Jan Böhmermann is one of Germany’s most famous - and notorious - satirists and TV personalities. He made headlines beyond Germany with his satirical actions, and he regularly comments online on current debates. His Twitter diary recounts events, discussions, and experiences that point to a radically new way of writing history: in real time and head over heels in the present.
When he started tweeting in 2009, the world was a different place. Not many people knew the microblogging news service; it only gradually emerged as a parallel public sphere in which information is disseminated and discussed unfiltered, quickly, and wittily. The approach is radically subjective. What matters is whatever matters to the individual: world politics no less than a new haircut.

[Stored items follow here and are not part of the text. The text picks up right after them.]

PR #25489, opened 2023-07-05
feat(@angular-devkit/build-angular): add pre-rendering (SSG) and App-shell support generation to application builder     

alan-agius4:
This commit introduces experimental support to pre-render (SSG) and app-shell generation to the new application builder.
    
- `appShell`: option which can have a value of `true` or `false` has been added to support generating an app-shell.
- `prerender`: option which can have a value of `true`, `false` or an object with the below listed properties can be used to static render pages;
  - `routes`: Array of routes to render.
  - `discoverRoutes`: Whether the builder should statically discover routes.
  - `routesFile`: The path to a file containing routes separated by newlines.

### DIFF
--- a/packages/angular_devkit/build_angular/src/builders/application/schema.json
+++ b/packages/angular_devkit/build_angular/src/builders/application/schema.json
@@ -353,6 +353,7 @@
         },
         {
           "const": false,
+          "type": "boolean",
           "description": "Does not generate a service worker configuration."
         }
       ]
@@ -384,6 +385,7 @@
         },
         {
           "const": false,
+          "type": "boolean",
           "description": "Does not generate an `index.html` file."
         }
       ]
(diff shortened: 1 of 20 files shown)


packages/angular_devkit/build_angular/src/utils/ssg/render.ts
```diff
@@ -0,0 +1,143 @@
...
+      case '.mjs': // Contains the server runnable application code.
+      case '.css': // Global styles for critical CSS inlining.
+        outputFilesForWorker[path] = text;
+        break;
+    }
+  }
+
+  const renderWorker = new Piscina({
+    filename: require.resolve('./render-worker'),
+    maxThreads: allRoutes.size > maxThreads ? maxThreads : 1,
```
clydin, line 53:
```suggestion
    maxThreads: Math.min(allRoutes.size, maxThreads),
```
Or is it intended to only use one thread if less than maxThreads?

alan-agius4: The intention was indeed to use a single worker if it’s less than maxThreads.

packages/angular_devkit/build_angular/src/builders/application/schema.json
```diff
@@ -418,6 +420,46 @@
...
       },
       "default": []
+    },
+    "ssg": {
+      "description": "Prerender (SSG) pages of your application during build time.",
+      "default": false,
+      "oneOf": [
+        {
+          "type": "boolean",
+          "description": "Disable SSG."
```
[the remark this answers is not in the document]
alan-agius4: Yes, in which case the default options will be applied.

clydin (approved):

In the tradition of great moralists like Montaigne and Lichtenberg, Böhmermann observes himself and the world. He ponders the problem of transporting strawberries, argues with the Federal Minister of Justice, tears into boulevard journalists, shoots off at the mouth with politicians, and debates with rappers. As his reach grows daily, ultimately reaching 2.2 million followers, he also inadvertently becomes a player in this new world: The internet seeps into reality, reality evaporates online.
Jan Böhmermann praises, argues, provokes, questions, informs, jokes, errs, wonders, and embarrasses himself: His tweets, carefully compiled and categorized, are at once an extensive cultural history of the past decade and an entertaining questioning of the world in which we live today.